李婉眼皮掀起,看了李蕴一眼,以一种极其冷漠怨毒的声音,说了句:“孽种。”
年幼的李蕴并不知道这是什么意思,却能感受到父亲的恶意,他被那双阴毒的眼睛吓得哆嗦了一下,忍不住落荒而逃。
啧,没胆量的杂种。

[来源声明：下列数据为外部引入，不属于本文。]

PR #3174, opened 2025-04-22
fix(fiori-sub-gen): check enable typescript answer to determine use of npm workspaces

cianmSAP:
If enable typescript prompt is answered as true, it is required that the CAP project will be updated to use NPM workspaces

李婉淡淡嗤笑一声,翻过身沉沉睡去。
不知睡了多久,李婉突然感觉到身上拂过温热,他半睁着眼,看见李蕴拿着毛巾在他身上不断擦拭,一只小手贴上他的额头试探温度。
令人惊异的是,年仅八岁的小孩居然也懂什么叫做发烧,李蕴在探知到李婉没有发烧之后,连忙屁颠颠地跑去卧房拿了一床被子过来盖在李婉身上。
这个晚上,李婉睡得出奇的沉,半夜也没有再被父母惨死的噩梦惊醒过了。
连续好几天,李婉都是醉醺醺的回到家,有一天保姆实在不放心晚上李蕴一个人留在家里,便擅自留了宿。
也是那天晚上,李蕴才从保姆嘴里得知了“清明节”这种陌生至极的词汇。